The problem I am having is that nats clients are not reconnecting properly and outputting these errors.

root 2020-09-26 13:31:43 ERROR (__init__-error_cb:23) >> NATS ERROR: 
root 2020-09-26 13:31:43 ERROR (__init__-error_cb:23) >> NATS ERROR: 
root 2020-09-26 13:31:43 ERROR (__init__-error_cb:23) >> NATS ERROR: nats: empty response from server when expecting INFO message
root 2020-09-26 13:31:43 ERROR (__init__-error_cb:23) >> NATS ERROR: nats: empty response from server when expecting INFO message
root 2020-09-26 13:31:43 ERROR (__init__-closed_cb:26) >> NATS CLOSED
root 2020-09-26 13:31:43 ERROR (__init__-closed_cb:26) >> NATS CLOSED

Is there something I do wrong here?

Greetings

Sebastiaan

wallyqs commented 4 years ago

I think that the issue might that the client is trying to reconnect to internal IPs behind the load balancer and then failing to reconnect... You can confirm this by making a telnet / nc connection against the load balancer IP:

nc <my-external-ip> 4222

Then as part of the INFO protocol response you would see some connect_urls containing the other ips of the cluster that the clients will be using to reconnect which may contain internal ips not from the load balancer. For LB setups it is recommended to set no_advertise: true but just noticed that it is not exposed in the Helm charts: https://github.com/nats-io/k8s/issues/81

wallyqs commented 4 years ago

Hi @sevaho I could reproduce now. I will make a release of the Helm charts here with the no_advertise fix here: https://github.com/nats-io/k8s/pull/128 Although what seems to be going actually is that the verbose=True flag seems to be incompatible with tls in the nats.py client, so I'm suggesting the following changes:

Python connect options

        await self.nc.connect(
            HOST_NATS,
            allow_reconnect=True,
            tls=context,
            user_credentials=NATS_CREDENTIALS_FILE,
            error_cb=self.error_cb,
            closed_cb=self.closed_cb,
            reconnected_cb=self.reconnected_cb,
-            verbose=True,
-            ping_interval=5,
        )

Helm Chart

  limits:
    maxConnections:
    maxSubscriptions:
-  maxControlLine: 512
-  maxPayload: "1000000000"
-  advertise: true
+ advertise: false

I created an LB in DigitalOcean as below that also has TLS setup in the server and connectivity with the Python client seems fine:

apiVersion: v1
kind: Service
metadata:
  name: nats-lb
spec:
  type: LoadBalancer
  selector:
    app: nats
  ports:
    - protocol: TCP
      port: 4222
      targetPort: 4222
      name: nats
    - protocol: TCP
      port: 7422
      targetPort: 7422
      name: leafnodes
    - protocol: TCP
      port: 7522
      targetPort: 7522
      name: gateways
cluster:
  enabled: true
  noAdvertise: true
wallyqs commented 4 years ago

Hi @sevaho, disabling Verbose in the client and deploying the Helm chart v0.5.6 should help out with this issue: https://github.com/nats-io/k8s/releases/tag/v0.5.6 cheers :)

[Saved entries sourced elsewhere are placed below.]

Issue #25872, opened 2022-09-01
bug: iOS range knob appearance uses incorrect box shadow value


sean-perkins:
### Prerequisites

- [X] I have read the [Contributing Guidelines](https://github.com/ionic-team/ionic-framework/blob/main/.github/CONTRIBUTING.md#creating-an-issue).
- [X] I agree to follow the [Code of Conduct](https://ionicframework.com/code-of-conduct).
- [X] I have searched for [existing issues](https://github.com/ionic-team/ionic-framework/issues) that already report this problem, without success.

### Ionic Framework Version

- [ ] v4.x
- [ ] v5.x
- [X] v6.x
- [ ] Nightly

### Current Behavior

The knob displayed in `ion-range` incorrectly implements the iOS design interface.

Here is a zoomed-in comparison of the knob appearance for iOS (top) vs. Ionic (bottom). 

![Screen Shot 2022-09-01 at 4 55 40 PM](https://user-images.githubusercontent.com/13732623/188011645-a4e7fe1a-fd76-4ec0-8e8b-6764d2a93e01.png)

### Expected Behavior

The `ion-range` design should match the iOS design interface when `mode` is `ios`. 

The updated value should be:
```scss
$range-ios-knob-box-shadow: 0px 0.5px 4px rgb(0 0 0 / 12%), 0px 6px 13px rgb(0 0 0 / 12%) !default;
```

### Steps to Reproduce

1. Render an `ion-range`
2. View on an iPhone/iOS
3. Observe the knob has an incorrect box shadow compared to the iOS native control

### Ionic Info

N/A

### Additional Information

The iOS range knob appearance hasn't been updated in 5+ years. Likely in an iOS update since then this design changed. This issue is based on the current iOS version (15).

sean-perkins:
This has been resolved and will be available in the next major release of Ionic (v7): https://github.com/ionic-team/ionic-framework/pull/25873

PR #25873, opened 2022-09-01
fix(range): range matches iOS design specification

sean-perkins:
## Pull request checklist

## Pull request type

 

 

- [x] Bugfix
- [ ] Feature
- [ ] Build related changes

The range knob design does not match iOS 15. 

Issue URL: #25872

## What is the new behavior?

- `ion-range` is updated to match the iOS design spec:
  - Box shadow has been updated to `0px 0.5px 4px rgba(0, 0, 0, 0.12), 0px 6px 13px rgba(0, 0, 0, 0.12)`
  - The bar height has been increased to `4px` (from `2px`)
  - The bar now includes a border radius of `2px`
  - The knob width and height has been decreased to `26px` (from `4px`)
  - Bar background has been updated to a solid color (this avoid layering semi-transparent elements like ticks over the bar and creating different colors).
- `ion-range` with "tick" marks (steps) has been updated to match the iOS design spec

- [ ] Yes
- [x] No


amandaejohnston:
What do older versions of iOS look like? This raises the question of which version we want to target; Ionic v6 supports back to iOS v13, and v7 will support iOS v14.

sean-perkins:
iOS 14 looks the same as this PR:

Screen Shot 2022-09-02 at 2 06 22 PM

iOS 13 I am unable to find a reference for. 

I believe our framework support is less about the iOS design and more about keeping up to date with Apple's guidelines of supporting the last 2 iOS versions (e.g. When iOS 16 releases, we support iOS 15 and iOS 14).

liamdebeasi:
Here is iOS 13-15 (left to right);

image

Can we double check the box shadow value with Ben? Maybe it's just a trick of the eye, but the box shadow in this PR looks slightly off when compared to native.

amandaejohnston (approved):

sean-perkins:
For sure! Pinged him but expecting a response after the long weekend.

liamdebeasi (commented):
Actually, I think this may be a breaking change since it updates the default value of a public CSS Variable: https://github.com/ionic-team/ionic-framework/blob/main/core/src/components/range/range.ios.scss#L10

Thoughts on merging this into `feature-7.0`?

sean-perkins:
@liamdebeasi I think merging into `feature-7.0` makes sense (once we have validated box shadow values) 👍

sean-perkins:
Observed one thing I need to fix: 
- The bar border radius is incorrect when the bar starts at the 0 position. Need to get the border-radius to apply to `.range-bar`

sean-perkins:
Ok, this should be ready for another review.

Figma design for reference: https://www.figma.com/file/hhknVX5thi5fd6PZ843b5J/Range-Component?node-id=0%3A1

The step/tick design updates are inferred from the iOS settings UI: https://user-images.githubusercontent.com/13732623/188678676-c6b1c5e7-3da1-49c2-a67d-2965c242bb98.jpg

core/src/components/range/range.ios.scss
```diff
@@ -12,7 +12,7 @@
   --bar-height: #{$range-ios-bar-height};
   --bar-background: #{$range-ios-bar-background-color};
   --bar-background-active: #{ion-color(primary, base)};
-  --bar-border-radius: 0;
+  --bar-border-radius: #{$range-ios-bar-border-radius};
```
liamdebeasi, line 15: This is a breaking change, so we need to note it in `BREAKING.md`.

core/src/components/range/range.ios.vars.scss
```diff
@@ -4,76 +4,79 @@
...
 /// @prop - Background of the active range bar
-$range-ios-bar-active-background-color:       current-color(base) !default;
+$range-ios-bar-active-background-color: current-color(base) !default;
+
+/// @prop - Border radius of the range bar
+$range-ios-bar-border-radius: 2px !default;
 
 /// @prop - Width of the range knob
-$range-ios-knob-width:                        28px !default;
+$range-ios-knob-width: 26px !default;
```
liamdebeasi, line 34: The `--knob-size` variable defaults to `28px`. Does that need to be updated too?

core/src/components/range/range.ios.vars.scss
```diff
@@ -4,76 +4,79 @@
...
 
 /// @prop - Height of the range knob
-$range-ios-knob-height:                       $range-ios-knob-width !default;
+$range-ios-knob-height: $range-ios-knob-width !default;
 
 /// @prop - Box shadow of the range knob
-$range-ios-knob-box-shadow:                   0 3px 1px rgba(0, 0, 0, .1), 0 4px 8px rgba(0, 0, 0, .13), 0 0 0 1px rgba(0, 0, 0, .02) !default;
+$range-ios-knob-box-shadow: 0px 0.5px 4px rgba(0, 0, 0, 0.12), 0px 6px 13px rgba(0, 0, 0, 0.12) !default;
```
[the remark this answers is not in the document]
sean-perkins: Thoughts on this way of documenting the updates to both the SASS variables and CSS variables? https://github.com/ionic-team/ionic-framework/blob/3b90d03d963d24d8691149aeb604225ecc32b3f1/BREAKING.md#range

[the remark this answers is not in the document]
liamdebeasi: sure that works

core/src/components/range/range.ios.vars.scss
```diff
@@ -4,76 +4,79 @@
...
-$range-ios-hit-height:                        $range-ios-slider-height !default;
+$range-ios-hit-height: $range-ios-slider-height !default;
 
 /// @prop - Height of the range bar
-$range-ios-bar-height:                        2px !default;
+$range-ios-bar-height: 4px !default;
 
 /// @prop - Background of the range bar
-$range-ios-bar-background-color:              rgba(var(--ion-text-color-rgb, 0, 0, 0), .1) !default;
+$range-ios-bar-background-color: #e4e4e6 !default;
```
liamdebeasi, line 25: I believe we used `--ion-text-color-rgb` so that background could be adjusted globally/adjusted for dark mode. My understanding is this fixes a bug where the background was no solid. Maybe a step color is more appropriate here?

liamdebeasi (approved):
Great job!

PR #25905, opened 2022-09-09
fix(item): show the highlight on iOS when --highlight-height is set

brandyscarney:
## Pull request checklist

## Pull request type

 

 

- [x] Bugfix
- [ ] Feature
- [ ] Build related changes

While documenting item and adding a playground for customizing the input highlight, I noticed that `--highlight-height` being set was no longer showing the highlight in `ios` mode. Here is the documentation that explains how this should work: https://ionicframework.com/docs/api/item#input-highlight

It looks like the code for this to work was removed by this commit: https://github.com/ionic-team/ionic-framework/commit/5ca2ce91971408218d7bdc52509ce61a6ebb46aa#diff-c74ddc9584918db0c15a8ba1db280abfe14e7f7632b84e1dfbf74ce86315c6c3L378

Issue URL: I could not find any open issues for this 

## What is the new behavior?

- Adds the removed code back to `item.scss` to make it work with iOS again
- Adds a test in `item/test/highlight` that applies focus to all of the items while showing the different states
- Updates the `item/test/fill` test to add a row of items with focus to see the behavior better
- Adds playwright for both of the above tests

- [ ] Yes
- [x] No

### Item: Fill Before & After

In this test you can see that the iOS highlight does not show until `--highlight-height` is set for the last item.

| | Before | After |
| ----- | ----- | ----- |
| `ios`| localhost_3333_src_components_item_test_fill_ionic_mode=ios (1) | localhost_3333_src_components_item_test_fill_ionic_mode=ios |
| `md` | localhost_3333_src_components_item_test_fill (1) | localhost_3333_src_components_item_test_fill |

### Item: Highlight Before & After

For this test I have set the `--highlight-height` for all custom items, so all iOS items in the last 2 sections should show a highlight.

| | Before | After |
| ----- | ----- | ----- |
| `ios`| localhost_3333_src_components_item_test_highlight_ionic_mode=ios | localhost_3333_src_components_item_test_highlight_ionic_mode=ios |
| `md` | localhost_3333_src_components_item_test_highlight | localhost_3333_src_components_item_test_highlight |

### Item: Form Before & After

I did not change this test at all, it should be the same before & after my change.

| | Before | After |
| ----- | ----- | ----- |
| `ios`| localhost_3333_src_components_item_test_form_ionic_mode=ios | localhost_3333_src_components_item_test_form_ionic_mode=ios |
| `md` | localhost_3333_src_components_item_test_form | localhost_3333_src_components_item_test_form |


core/src/components/item/test/highlight/item.e2e.ts
```diff
@@ -0,0 +1,12 @@
+import { expect } from '@playwright/test';
+import { test } from '@utils/test/playwright';
+
+test.describe('item: highlight', () => {
+  test('should not have visual regressions', async ({ page }) => {
+    await page.goto(`/src/components/item/test/highlight`);
+
+    await page.setIonViewport({ resizeViewportWidth: true });
```
sean-perkins, line 8: Question for this configuration used in both tests - were you observing horizontal clipping of the screenshot viewport? 

Based on the screenshot captures, I think this can likely be removed if not.

```ts
await page.setIonViewport();
```

The `resizeViewportWidth` option was introduced for 1 item test we have, where the rendered contents are larger than the device width (some legacy test that renders on like a landscape tablet viewport width).

brandyscarney: Oh no I just copied from another test, but also I saw that `setIonViewport` was used to take a full height screenshot so I thought that would make it work. I don't think it did though ha.

amandaejohnston: The `resizeViewportWidth` option can also likely be removed from the `fill` test. `setIonViewport` by itself will handle resizing the height 👍

amandaejohnston (approved):
LGTM aside from the `resizeViewportWidth` piece 👍

sean-perkins (approved):

PR #28091, opened 2023-08-30
chore: add lint rule to block toMatchSnapshot usage

liamdebeasi:
Issue number: N/A

---------

In addition to migrating away from `toMatchSnapshot` as found in PRs such as https://github.com/ionic-team/ionic-framework/pull/28083, I think it would be valuable to have a lint rule to prevent developers from accidentally using this API in the future.

## What is the new behavior?

- Adds a lint rule which errors if `toMatchSnapshot` is being used in `*.e2e.ts` files.

- [ ] Yes
- [x] No

## Other information

~Note: This PR's lint step will continue to fail until the remaining `toHaveScreenshot` migration PRs have been merged. Do note merge this PR until that has been completed.~ All set!


core/custom-rules/no-playwright-to-match-snapshot-assertion.js
```diff
@@ -0,0 +1,29 @@
+module.exports = {
+  meta: {
+    messages: {
+      noPlaywrightToMatchSnapshotAssertion: '"toHaveSnapshot" assertions should be used in favor of "toMatchSnapshot". "toHaveSnapshot" brings file size reductions and anti-flake behaviors such as disabling animations by default.',
```
brandyscarney, line 4:
```suggestion
      noPlaywrightToMatchSnapshotAssertion: '"toHaveScreenshot" assertions should be used in favor of "toMatchSnapshot". "toHaveScreenshot" brings file size reductions and anti-flake behaviors such as disabling animations by default.',
```

brandyscarney (commented):
How do I get this to fail locally? I tried running a test with it and `npm run lint` and neither showed me the error.

liamdebeasi:
@brandyscarney In `src/components/accordion/test/basic/accordion.e2e.ts`:

```diff
configs().forEach(({ config, screenshot, title }) => {
  test.describe(title('accordion: basic'), () => {
    test('should not have visual regressions', async ({ page }) => {
      await page.goto(`/src/components/accordion/test/basic`, config);

      await page.setIonViewport();
-    await expect(page).toHaveScreenshot(screenshot('accordion-basic'));
+    expect(await page.screenshot()).toMatchSnapshot(screenshot('accordion-basic'));
    });
  });
});
```

Then run `npm run lint`.

brandyscarney:
Oh okay I tried changing it from this:

```diff
configs().forEach(({ config, screenshot, title }) => {
  test.describe(title('accordion: basic'), () => {
    test('should not have visual regressions', async ({ page }) => {
      await page.goto(`/src/components/accordion/test/basic`, config);

      await page.setIonViewport();
-    await expect(page).toHaveScreenshot(screenshot('accordion-basic'));
+    await expect(page).toMatchSnapshot(screenshot('accordion-basic'));
    });
  });
});
```

and it didn't fail. I realize now the syntax is wrong but should it fail, or is this okay?

liamdebeasi:
Oh! Did you run `npm install` first to install the new lint rules?

brandyscarney:
Sorry I should've specified that it _did_ fail when I used your code example, but not mine, because mine looks to be invalid syntax.

liamdebeasi:
Ohh I see. Yeah it won't catch that, though the test itself will fail to run since it needs `page.screenshot()` so in that case you won't be able to accidentally use it.

core/playwright.config.ts
```diff
@@ -55,9 +55,6 @@ const config: PlaywrightTestConfig = {
     timeout: 5000,
     toHaveScreenshot: {
       threshold: 0.1
-    },
-    toMatchSnapshot: {
-      threshold: 0.1
```
liamdebeasi, line 60: Since this API isn't used anymore we can safely remove the config

brandyscarney (approved):

PR #28092, opened 2023-08-30
test(datetime): remove duplicate test

liamdebeasi:
Issue number: N/A

---------

That particular test is flaky. When going to try and fix the flakiness, I realized that this behavior is already tested by another test. This test presents the `ion-picker-internal` components which are also tested in https://github.com/ionic-team/ionic-framework/blob/7c2b6aed053c47c64e80867991c57903b717e597/core/src/components/datetime/test/custom/datetime.e2e.ts#L10. These show the same components which have the same APIs, so this test shouldn't even be needed.

## What is the new behavior?

- Removed the duplicate test

- [ ] Yes
- [x] No


thetaPC (approved):
LGTM

PR #28093, opened 2023-08-30
feat(angular): add standalone tabs

amandaejohnston:
Issue number: N/A

---------

Tabs cannot be used as a standalone component.

## What is the new behavior?

- Added tabs as a standalone component.
- Added a quick test. I included the event checking from the lazy test in the HTML as a smoke check, but didn't bring over the Cypress tests for them since I noticed the other standalone tests have been quick, stripped down affairs. I'm assuming I would just be duplicating effort. Let me know if I should bring more tests over from the lazy version, or even get rid of the event logging from the standalone HTML.

- [ ] Yes
- [x] No

### DIFF
--- a/packages/angular/test/base/e2e/src/standalone/tabs.spec.ts
+++ b/packages/angular/test/base/e2e/src/standalone/tabs.spec.ts
@@ -3,9 +3,14 @@ describe('Tabs', () => {
     cy.visit('/standalone/tabs');
   });
 
-  it('should render the active tab', () => {
-    cy.get('#tab-button-tab-one').click();
+  it('should redirect to the default tab', () => {
     cy.get('app-tab-one').should('be.visible');
     cy.contains('Tab 1');
+  });
+
+  it('should render new content when switching tabs', () => {
+    cy.get('#tab-button-tab-two').click();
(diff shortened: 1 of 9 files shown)


packages/angular/test/base/e2e/src/standalone/tabs.spec.ts
```diff
@@ -0,0 +1,11 @@
+describe('Tabs', () => {
+  beforeEach(() => {
+    cy.visit('/standalone/tabs');
+  });
+
+  it('should render the active tab', () => {
+    cy.get('#tab-button-tab-one').click();
```
sean-perkins, line 7: We should check that the tab is not visible prior to clicking the button for better regression testing around tab activation.

sean-perkins: Actually.. I was thinking on this more. We should probably have a default route in Angular to redirect to the first tab by default. Loading an empty tabs component isn't a valid use case we should test against. 

Instead we should default to the first tab and then click the `tab-two` button and validate the tab switches.

sean-perkins (approved):
Great work!

PR #28100, opened 2023-08-31
fix(nav-link): prevent navigation when clicking disabled button

### LINKED ISSUE #26541: feat: Add disa
### Prerequisites

It would be beneficial to have a `disabled`-state on `ion-nav-link`, like the one that `ion-button` has.

### Describe the Use Case

With a `disabled`-state, we could conditionally disable an `ion-nav-link`, that includes an `ion-button`. Currently, this causes some problems:
```
<ion-nav-link [component]="someComponent" [componentProps]="{ someProps }">
  <ion-button [disabled]="condition">
    <div>Continue</div>
  </ion-button>
</ion-nav-link>
```
Even when `ion-button` is disabled, `ion-nav-link` triggers.

_No response_

### Describe Alternatives

```
<ion-nav-link [disabled]="condition" [component]="someComponent" [componentProps]="{ someProps }">
  <ion-button>
    <div>Continue</div>
  </ion-button>
</ion-nav-link>
```

### Related Code

_No response_

### Additional Information

_No response_

sean-perkins:
Issue number: Resolves #26541

---------

When a disabled `ion-button` is clicked within `ion-nav-link`, the navigation stack will navigate. 

## What is the new behavior?

- When a disabled`ion-button` is clicked within `ion-nav-link`, it will not navigate.

- [ ] Yes
- [x] No

### DIFF
--- a/core/src/components/nav-link/nav-link.tsx
+++ b/core/src/components/nav-link/nav-link.tsx
@@ -34,7 +34,14 @@ export class NavLink implements ComponentInterface {
   @Prop() routerAnimation?: AnimationBuilder;
 
   private onClick = () => {
-    return navLink(this.el, this.routerDirection, this.component, this.componentProps, this.routerAnimation);
+    const { el } = this;
+    const button = el.querySelector('button,ion-button,a');
+    if (button?.hasAttribute('disabled')) {
+      // Do not navigate if the button is disabled
+      return;
+    }
+
+    return navLink(el, this.routerDirection, this.component, this.componentProps, this.routerAnimation);
   };
 
   render() {
--- a/core/src/components/nav-link/nav-link.tsx
+++ b/core/src/components/nav-link/nav-link.tsx
@@ -35,8 +35,8 @@ export class NavLink implements ComponentInterface {
 
   private onClick = () => {
     const { el } = this;
-    const button = el.querySelector('button,ion-button,a');
-    if (button?.hasAttribute('disabled')) {
+    const button = el.querySelector<HTMLIonButtonElement>('ion-button');
+    if (button?.disabled) {
       // Do not navigate if the button is disabled
       return;
     }
--- a/core/src/components/nav-link/test/nav-link.spec.tsx
+++ b/core/src/components/nav-link/test/nav-link.spec.tsx
@@ -1,0 +1,32 @@
+import { h } from '@stencil/core';
+import { newSpecPage } from '@stencil/core/testing';
+
+import { Button } from '../../button/button';
+import { Nav } from '../../nav/nav';
+import { NavLink } from '../nav-link';
+
+describe('NavLink', () => {
+  it('should not navigate when button is disabled', async () => {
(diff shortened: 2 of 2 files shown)


core/src/components/nav-link/nav-link.tsx
```diff
@@ -34,7 +34,14 @@ export class NavLink implements ComponentInterface {
   @Prop() routerAnimation?: AnimationBuilder;
 
   private onClick = () => {
-    return navLink(this.el, this.routerDirection, this.component, this.componentProps, this.routerAnimation);
+    const { el } = this;
+    const button = el.querySelector<HTMLIonButtonElement>('ion-button');
```
liamdebeasi, line 38: I don't think this is the correct solution since this bug could happen with any component, not just `ion-button`. For example, the following would still reproduce the issue:

```html
<ion-nav-link>
  <button disabled>Hello</button>
</ion-nav-link>
```

We could potentially look into adding a `disabled` property on `ion-nav-link`, though maybe devs could conditionally set the `component` prop based on some application state.

I also checked Vue Router, and disabling a child button does not prevent `<router-link>` from functioning.

sean-perkins: This example:
```html
<ion-nav-link>
  <button disabled>Hello</button>
</ion-nav-link>
```

Strangely enough does not reproduce the issue. The click event is not propagated to the `ion-nav-link` when clicking a disabled HTML button. This same behavior doesn't occur with a disabled button in the shadow DOM though.

https://github.com/ionic-team/ionic-framework/assets/13732623/61aa3e0c-b8bf-4696-b87f-da4a529e709e

> I also checked Vue Router, and disabling a child button does not prevent <router-link> from functioning.

Would that suggest we shouldn't handle accounting for disabled interactive buttons from `ion-nav-link`?

liamdebeasi: The issue doesn't reproduce because you're clicking where `ion-nav-link` overlaps with `button`. The two don't perfectly overlap, so if click on that area then the issue will reproduce:


https://github.com/ionic-team/ionic-framework/assets/2721089/d966b625-6ed4-4b44-84a7-25155a6a91df

liamdebeasi: In this case, developers could probably conditionally set the `component` property. If they want `ion-nav-link` to do nothing then they can pass `undefined` to `component`

liamdebeasi: We'll want to test this though -- I think keeping the `onClick` handler around will still cause screen readers to read this as "clickable", so we might want to set the `onClick` listener only if `component` is set

sean-perkins:
Will circle back to addressing these changes/exploring alternative approaches after other sprint work. This was part of R&D investigation.

liamdebeasi:
Since this was part of R&D I am going to close this for now. Feel free to re-open when this is ready for another review!

PR #28101, opened 2023-08-31
chore: disable codeflow for pull requests

sean-perkins:
Issue number: N/A

---------

Team isn't using the integration. 

## What is the new behavior?

- Disables the Codeflow integration on pull requests

- [ ] Yes
- [x] No

### DIFF
--- a/.stackblitz/codeflow.json
+++ b/.stackblitz/codeflow.json
@@ -4,7 +4,7 @@
       "enabled": false
     },
     "pullRequests": {
-      "enabled": true
+      "enabled": false
     }
   }
 }


.stackblitz/codeflow.json
```diff
@@ -4,7 +4,7 @@
       "enabled": false
```
liamdebeasi, line 4: If we're going to disable everything, should we remove the file entirely?

liamdebeasi (approved):
One non blocking question

thetaPC (approved):
LGTM

.stackblitz/codeflow.json
sean-perkins: Their documentation mentions disabling the bot via the configuration file or through admin permissions for the organization: https://developer.stackblitz.com/codeflow/integrating-codeflowapp-bot#disabling-codeflowapp-bot

My thoughts were disabling it via the configuration and then follow-up with deleting the config file to make sure it is in fact disabled for the repository. 

I believe Codeflow is closed sourced, so I'm unable to see how it detects the enabled status (if it reads from `main`, stashes to an external service, etc.).

liamdebeasi (approved):

PR #28103, opened 2023-09-01
chore(ci): use node v18 for github actions

sean-perkins:
Issue number: N/A

---------

`action/setup-node@v3` shipped a "breaking" change that requires node v18. This breaks our dev build release process. 

https://github.com/ionic-team/ionic-framework/actions/runs/6044495970/job/16403194005

## What is the new behavior?

- Updates the publish action to use node v18

- [ ] Yes
- [x] No

## Other information

Here is a successful run with these changes: https://github.com/ionic-team/ionic-framework/actions/runs/6044521110

### DIFF
--- a/.github/workflows/actions/publish-npm/action.yml
+++ b/.github/workflows/actions/publish-npm/action.yml
@@ -21,7 +21,7 @@ runs:
   steps:
     - uses: actions/setup-node@v3
       with:
-        node-version: 16.x
+        node-version: 18.x
     # Provenance requires npm 9.5.0+
     - name: Install latest npm
       run: npm install -g npm@latest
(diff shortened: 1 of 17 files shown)


.github/workflows/actions/publish-npm/action.yml
```diff
@@ -21,7 +21,7 @@ runs:
   steps:
     - uses: actions/setup-node@v3
       with:
-        node-version: 16.x
+        node-version: 18.x
```
liamdebeasi, line 24: Should we update everything to node 18 while we're at it?

liamdebeasi (approved):
Might want to consider bumping everything to node 18, but otherwise this looks good.

PR #28109, opened 2023-09-01
fix(react): overlay content is shown with hook 

### LINKED ISSUE #28102: bug: IonModal content doesn't render in some cases
### Prerequisites

### Ionic Framework Version

v7.x

### Current Behavior

When navigating between modals alongside with router changed next modal content is not rendered. 
Additionally `useEffect` unmount callback is not called on when modal is closed.

### Expected Behavior

Modal content should be always rendered correctly. 
`useEffect` unmount callback should be called after modal is dismissed. 

### Steps to Reproduce

It's very hard to reproduce. 
1. Open modal. 
2. Open another modal from the previous one (nested modal)
3. Close both modals, open another modal at the root level and navigate to another router in parallel.
This is a minimal STR that I found. 

In the example repo:
1. On the home tab click "Open root modal"
2. In the root modal click "Open deep modal"
3. Click the red button "Close and go to result" 
4. See a blank modal, but expect to see "modal result" content. Also 'unmount' callback is not called. 
At the same time after clicking on the blue button "Close and go to result" in the root modal the "modal result" content is rendered correctly. 
When clicking on the "CLOSE" button in the "deep" modal then `useEffect` unmount callback is called. 

### Code Reproduction URL

https://github.com/legendar/ion-input-label-issue/

### Ionic Info

$ ionic info

       Require stack:
       - /home/***/.config/yarn/global/node_modules/@ionic/cli/lib/project/index.js
       - /home/***/.config/yarn/global/node_modules/@ionic/cli/lib/index.js
       - /home/***/.config/yarn/global/node_modules/@ionic/cli/index.js
       - /home/***/.config/yarn/global/node_modules/@ionic/cli/bin/ionic

       Require stack:
       - /home/***/.config/yarn/global/node_modules/@ionic/cli/lib/project/index.js
       - /home/***/.config/yarn/global/node_modules/@ionic/cli/lib/index.js
       - /home/***/.config/yarn/global/node_modules/@ionic/cli/index.js
       - /home/***/.config/yarn/global/node_modules/@ionic/cli/bin/ionic

Ionic:

   Ionic CLI       : 7.1.1 (/home/***/.config/yarn/global/node_modules/@ionic/cli)
   Ionic Framework : @ionic/react 7.3.2

Capacitor:

   Capacitor CLI      : 5.2.1
   @capacitor/core    : 5.2.1

Utility:

   native-run  : 1.7.2

System:

   NodeJS : v16.15.0 (/home/***/.nvm/versions/node/v16.15.0/bin/node)
   npm    : 8.5.5
   OS     : Linux 5.10

### Additional Information

This is a video with an issue: https://www.loom.com/share/ab28492d01ca43ab9357ccd0c843c79e

liamdebeasi:
Issue number: resolves #28102

---------

When one modal is added and another modal is removed, the modal that is removed does not account for the newly added modal when updating the overlay context in React. As a result, the inner contents of the newly added modal is not mounted.

We originally tried to fix this in https://github.com/ionic-team/ionic-framework/pull/24553, but the fix was not complete. While storing the latest information in a React ref was correct, the way we updated the ref was done in a way such that data was still stale.

In particular, the `overlaysRef` is updated whenever `IonOverlayManager` is re-rendered. State updates are batched, so updating the state twice in quick succession does not necessarily result in 2 separate renders.

## What is the new behavior?

- We need to make sure the ref is updated synchronously before any render so that `addOverlay` and `removeOverlay` always have access to the latest data.
- Added a test

- [ ] Yes
- [x] No

## Other information

Dev build: `7.3.3-dev.11693592339.18e000af`


packages/react/src/components/IonOverlayManager.tsx
```diff
@@ -51,12 +50,50 @@ export const IonOverlayManager: React.FC<IonOverlayManagerProps> = ({ onAddOverl
...
+    /**
+     * In order for this function to use the latest data
+     * we need to update the ref synchronously.
+     * However, updating a ref does not cause a re-render
+     * which is why we still update the state.
+     *
+     * Note that updating the ref in the body
+     * of IonOverlayManager is not sufficient
+     * because that relies on overlaysRef being
+     * updated as part of React's render loop. states updates
```
amandaejohnston, line 63:
```suggestion
     * updated as part of React's render loop. State updates
```

packages/react/src/components/IonOverlayManager.tsx
```diff
@@ -51,12 +50,50 @@ export const IonOverlayManager: React.FC<IonOverlayManagerProps> = ({ onAddOverl
...
```
amandaejohnston, line 88:
```suggestion
     * updated as part of React's render loop. State updates
```

amandaejohnston (approved):

PR #28110, opened 2023-09-01
fix(modal): swipe to dismiss resets status bar style

liamdebeasi:
Issue number: N/A

---------

When swiping to dismiss the card modal, the status bar style is reset too late. Since we are using 1 animation for the card modal, the dismiss animation is played _then_ the `dismiss` method is called (which resets the status bar style). This means the status bar style is wrong for the duration of the dismiss animation.

This does not impact dragging to close the modal such that the status bar changes mid-gesture or calling the `dismiss` method directly -- only quickly swiping to dismiss.

## What is the new behavior?

-
-
-

- [ ] Yes
- [x] No


thetaPC (approved):
LGTM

sevaho commented 4 years ago

@wallyqs thank you very much, I've upgraded the server and updated the clients. I'll wait until end of week to close this issue if you don't mind just to be sure it works as expected.

greetings

sevaho

wallyqs commented 4 years ago

thanks @sevaho sounds good :)

sevaho commented 4 years ago

Hi @wallyqs I don't have the problem anymore so it looks like it worked :).